Is it possible to have one footnote referenced more than once. For example, for my footnote 2 I want to reference it more than once on the page but inserting another footnote makes it 3. I’m faking it for now with superscript text but would rather have it a real footnote with a link.
Yes, Karen. Create a cross-reference that references just the paragraph number of the footnote. That way if you edit the footnotes and the numbers change, the cross reference will as well. This post explains how to create multiple references to a table footnote, so just substitute the body page footnote instead. https://www.rockymountaintraining.com/adobe-framemaker-multiple-references-to-one-table-footnote/
1. About which version of FrameMaker are you advising? I use v.8 on Server 2003 (only 1 BSOD crash in 18 years), up over the years from v.2 on Mac System 6.

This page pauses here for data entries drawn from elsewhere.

Issue #45, opened 2020-09-19
Investigate a reusable frontend library


eddieantonio:
We don't have a lot of components, so we must judge whether it will legit makes our lives easier :D

PR #77, opened 2020-09-25
For Demo Purposes 

IanSeng:
[Please delete all explanatory text in square brackets prior to creating the pull request!]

2. When adding a footnote in the body text , the marker changes the line spacing from what is specified in the designer box. The marker format cannot be modified with the character designer. This is quite absurdely unlike FrameMaker. The U.S. Supreme Court has strict formatting requirements, and variable line spacing is a violation.
3. What was the last rock-solid stable setup on the Mac? OS9? Classic environment under OSX 10.4/Tiger? Rosetta under OSX 10.6.7/SnowLeopard?
This article was written in 2010. Nothing has changed pertaining to footnotes since that day, with the sole exception of allowing footnotes to break across pages, beginning with FrameMaker 2020.
It’s not the marker changing online spacing, it’s the superscript size and position. Both can be modified via Format > Document > Text Options.
FrameMaker hasn’t been able to run natively on Macs in years. Those of us running FrameMaker on a Mac are using virtual machines to run Windows.
~Barb
Years ago I used FrameMaker and also had a separately purchased footnote helper file. This app found all footnotes, indexed items, cross-referenced items and like. It presented them in any order you wished. And if you changed something in this app, it also changed it in the FrameMaker file. Do you know if this app still exists?